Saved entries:
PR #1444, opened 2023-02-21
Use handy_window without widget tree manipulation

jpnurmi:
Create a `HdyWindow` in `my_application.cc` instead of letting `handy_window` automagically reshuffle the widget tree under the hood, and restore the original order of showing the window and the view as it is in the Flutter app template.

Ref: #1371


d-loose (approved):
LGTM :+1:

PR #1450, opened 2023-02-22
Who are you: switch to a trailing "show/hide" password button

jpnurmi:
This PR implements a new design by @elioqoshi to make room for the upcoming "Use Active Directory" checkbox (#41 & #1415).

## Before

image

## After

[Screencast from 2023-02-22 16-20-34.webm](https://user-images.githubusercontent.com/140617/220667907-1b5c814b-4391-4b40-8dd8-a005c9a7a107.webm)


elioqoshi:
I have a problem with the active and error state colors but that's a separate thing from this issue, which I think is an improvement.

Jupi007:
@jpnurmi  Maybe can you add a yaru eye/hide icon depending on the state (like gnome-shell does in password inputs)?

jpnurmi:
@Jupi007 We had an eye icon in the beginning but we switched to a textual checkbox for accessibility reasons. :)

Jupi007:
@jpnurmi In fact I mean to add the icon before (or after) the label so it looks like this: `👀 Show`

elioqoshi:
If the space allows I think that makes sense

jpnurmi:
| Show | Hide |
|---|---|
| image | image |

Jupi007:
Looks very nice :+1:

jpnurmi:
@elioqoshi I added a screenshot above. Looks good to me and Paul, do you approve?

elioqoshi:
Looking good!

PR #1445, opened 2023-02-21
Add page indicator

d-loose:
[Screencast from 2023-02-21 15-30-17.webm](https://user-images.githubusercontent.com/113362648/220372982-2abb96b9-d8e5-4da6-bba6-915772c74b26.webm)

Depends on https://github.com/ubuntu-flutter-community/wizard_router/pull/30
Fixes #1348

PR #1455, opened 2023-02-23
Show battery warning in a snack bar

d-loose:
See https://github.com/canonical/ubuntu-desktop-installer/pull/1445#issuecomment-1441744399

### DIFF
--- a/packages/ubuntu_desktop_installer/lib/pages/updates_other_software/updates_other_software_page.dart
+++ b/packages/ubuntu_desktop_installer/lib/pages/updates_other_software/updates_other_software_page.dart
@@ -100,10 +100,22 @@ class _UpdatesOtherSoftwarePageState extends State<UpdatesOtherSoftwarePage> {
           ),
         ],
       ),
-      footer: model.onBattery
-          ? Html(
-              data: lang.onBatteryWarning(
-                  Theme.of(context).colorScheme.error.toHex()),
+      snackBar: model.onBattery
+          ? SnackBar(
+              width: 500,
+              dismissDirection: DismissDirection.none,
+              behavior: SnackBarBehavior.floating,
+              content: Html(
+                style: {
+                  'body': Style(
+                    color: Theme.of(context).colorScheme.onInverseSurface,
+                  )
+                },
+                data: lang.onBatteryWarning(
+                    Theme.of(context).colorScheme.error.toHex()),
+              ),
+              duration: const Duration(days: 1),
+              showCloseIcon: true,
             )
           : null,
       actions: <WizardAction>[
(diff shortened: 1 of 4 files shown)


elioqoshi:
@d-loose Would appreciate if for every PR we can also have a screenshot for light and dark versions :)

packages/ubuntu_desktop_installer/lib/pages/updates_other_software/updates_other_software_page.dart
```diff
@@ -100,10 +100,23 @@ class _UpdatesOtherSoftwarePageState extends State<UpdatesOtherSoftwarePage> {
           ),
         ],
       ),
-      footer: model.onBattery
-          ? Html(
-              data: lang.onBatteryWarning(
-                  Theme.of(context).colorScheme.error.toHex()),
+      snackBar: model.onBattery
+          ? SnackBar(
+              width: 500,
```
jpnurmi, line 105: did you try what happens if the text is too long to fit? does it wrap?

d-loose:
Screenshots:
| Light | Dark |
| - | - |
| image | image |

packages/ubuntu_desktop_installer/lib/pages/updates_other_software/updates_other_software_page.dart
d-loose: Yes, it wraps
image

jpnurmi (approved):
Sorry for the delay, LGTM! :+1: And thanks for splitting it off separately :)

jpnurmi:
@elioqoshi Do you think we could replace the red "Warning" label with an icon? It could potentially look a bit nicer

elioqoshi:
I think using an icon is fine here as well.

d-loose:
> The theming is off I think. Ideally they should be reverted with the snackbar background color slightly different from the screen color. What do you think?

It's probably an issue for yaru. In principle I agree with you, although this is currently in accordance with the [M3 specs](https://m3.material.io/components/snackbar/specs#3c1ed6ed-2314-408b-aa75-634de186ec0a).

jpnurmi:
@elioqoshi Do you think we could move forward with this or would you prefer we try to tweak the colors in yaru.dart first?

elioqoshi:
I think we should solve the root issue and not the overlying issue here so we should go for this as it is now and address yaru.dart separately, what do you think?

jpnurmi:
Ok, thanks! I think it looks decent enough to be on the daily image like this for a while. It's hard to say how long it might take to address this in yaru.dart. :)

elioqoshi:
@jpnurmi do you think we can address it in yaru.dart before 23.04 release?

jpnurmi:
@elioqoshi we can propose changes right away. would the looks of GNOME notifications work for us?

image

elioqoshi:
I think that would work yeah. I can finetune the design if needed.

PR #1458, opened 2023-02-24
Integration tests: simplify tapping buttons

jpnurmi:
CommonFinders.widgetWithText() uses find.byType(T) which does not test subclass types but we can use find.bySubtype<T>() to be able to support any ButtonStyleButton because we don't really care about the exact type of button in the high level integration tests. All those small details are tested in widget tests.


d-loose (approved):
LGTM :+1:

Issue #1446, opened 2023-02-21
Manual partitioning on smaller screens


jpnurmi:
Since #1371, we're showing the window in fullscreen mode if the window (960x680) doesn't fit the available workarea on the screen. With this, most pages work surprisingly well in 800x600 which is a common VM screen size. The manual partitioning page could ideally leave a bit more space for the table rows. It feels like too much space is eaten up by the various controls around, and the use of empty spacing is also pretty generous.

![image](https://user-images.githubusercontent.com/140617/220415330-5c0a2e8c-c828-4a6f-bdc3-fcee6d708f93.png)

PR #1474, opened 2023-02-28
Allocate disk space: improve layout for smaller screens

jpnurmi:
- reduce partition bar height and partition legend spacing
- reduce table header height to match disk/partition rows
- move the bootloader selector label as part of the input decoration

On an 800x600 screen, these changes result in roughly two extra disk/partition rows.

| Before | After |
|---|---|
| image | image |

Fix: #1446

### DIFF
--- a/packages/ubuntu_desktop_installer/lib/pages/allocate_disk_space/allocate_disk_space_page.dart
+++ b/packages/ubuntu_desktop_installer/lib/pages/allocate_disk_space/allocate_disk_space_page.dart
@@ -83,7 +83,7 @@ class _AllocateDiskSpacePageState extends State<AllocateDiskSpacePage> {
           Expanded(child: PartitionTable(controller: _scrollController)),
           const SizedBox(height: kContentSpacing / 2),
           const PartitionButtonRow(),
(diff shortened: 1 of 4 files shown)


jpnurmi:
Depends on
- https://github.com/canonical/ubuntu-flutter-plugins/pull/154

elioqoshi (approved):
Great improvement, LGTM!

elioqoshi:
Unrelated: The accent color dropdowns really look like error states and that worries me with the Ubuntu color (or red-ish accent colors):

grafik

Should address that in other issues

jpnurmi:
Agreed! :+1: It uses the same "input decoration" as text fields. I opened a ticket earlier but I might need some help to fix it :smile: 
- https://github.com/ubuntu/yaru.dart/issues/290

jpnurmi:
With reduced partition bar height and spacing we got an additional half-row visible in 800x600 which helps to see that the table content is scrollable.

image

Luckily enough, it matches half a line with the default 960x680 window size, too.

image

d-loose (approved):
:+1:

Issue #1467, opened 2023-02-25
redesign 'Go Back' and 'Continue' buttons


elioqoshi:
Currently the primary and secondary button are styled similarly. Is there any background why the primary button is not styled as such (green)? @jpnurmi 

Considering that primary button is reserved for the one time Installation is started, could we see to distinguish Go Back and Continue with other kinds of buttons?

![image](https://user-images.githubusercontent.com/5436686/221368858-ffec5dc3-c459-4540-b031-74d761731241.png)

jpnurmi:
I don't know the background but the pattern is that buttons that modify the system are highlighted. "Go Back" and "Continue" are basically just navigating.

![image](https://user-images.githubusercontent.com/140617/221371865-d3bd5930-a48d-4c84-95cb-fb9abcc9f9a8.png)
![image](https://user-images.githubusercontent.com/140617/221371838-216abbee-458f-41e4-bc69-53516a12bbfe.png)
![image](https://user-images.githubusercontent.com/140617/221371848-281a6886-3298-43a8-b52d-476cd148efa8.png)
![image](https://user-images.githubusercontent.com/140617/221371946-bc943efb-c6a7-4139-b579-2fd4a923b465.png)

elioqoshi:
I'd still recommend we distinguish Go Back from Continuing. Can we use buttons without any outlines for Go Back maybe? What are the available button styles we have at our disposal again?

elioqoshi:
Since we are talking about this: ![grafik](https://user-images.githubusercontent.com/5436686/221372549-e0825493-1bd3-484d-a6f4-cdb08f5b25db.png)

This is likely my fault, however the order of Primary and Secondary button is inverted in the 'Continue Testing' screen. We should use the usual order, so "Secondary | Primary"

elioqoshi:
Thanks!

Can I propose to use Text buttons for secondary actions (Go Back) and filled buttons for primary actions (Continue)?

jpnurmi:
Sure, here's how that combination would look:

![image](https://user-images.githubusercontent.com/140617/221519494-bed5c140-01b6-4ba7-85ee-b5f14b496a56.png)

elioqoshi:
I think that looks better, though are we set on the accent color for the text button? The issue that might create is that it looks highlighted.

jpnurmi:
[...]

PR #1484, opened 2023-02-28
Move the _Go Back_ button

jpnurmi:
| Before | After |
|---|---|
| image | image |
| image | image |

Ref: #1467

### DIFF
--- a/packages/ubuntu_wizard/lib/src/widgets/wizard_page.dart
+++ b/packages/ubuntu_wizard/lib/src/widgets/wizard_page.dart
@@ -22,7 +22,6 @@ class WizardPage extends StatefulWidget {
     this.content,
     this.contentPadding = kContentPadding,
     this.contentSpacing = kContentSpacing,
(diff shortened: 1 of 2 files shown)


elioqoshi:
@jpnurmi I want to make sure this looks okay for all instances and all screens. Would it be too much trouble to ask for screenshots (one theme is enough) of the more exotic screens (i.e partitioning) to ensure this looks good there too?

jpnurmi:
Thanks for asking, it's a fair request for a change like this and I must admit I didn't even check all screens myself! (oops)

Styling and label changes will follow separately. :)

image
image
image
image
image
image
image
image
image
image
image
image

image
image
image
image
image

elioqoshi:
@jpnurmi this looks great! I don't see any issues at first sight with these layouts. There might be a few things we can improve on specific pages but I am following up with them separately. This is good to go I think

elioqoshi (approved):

Problem to solve:
Filter the entries and keep only the lines holding "widgets".

Reply:
--- a/packages/ubuntu_wizard/lib/src/widgets/wizard_page.dart
+++ b/packages/ubuntu_wizard/lib/src/widgets/wizard_page.dart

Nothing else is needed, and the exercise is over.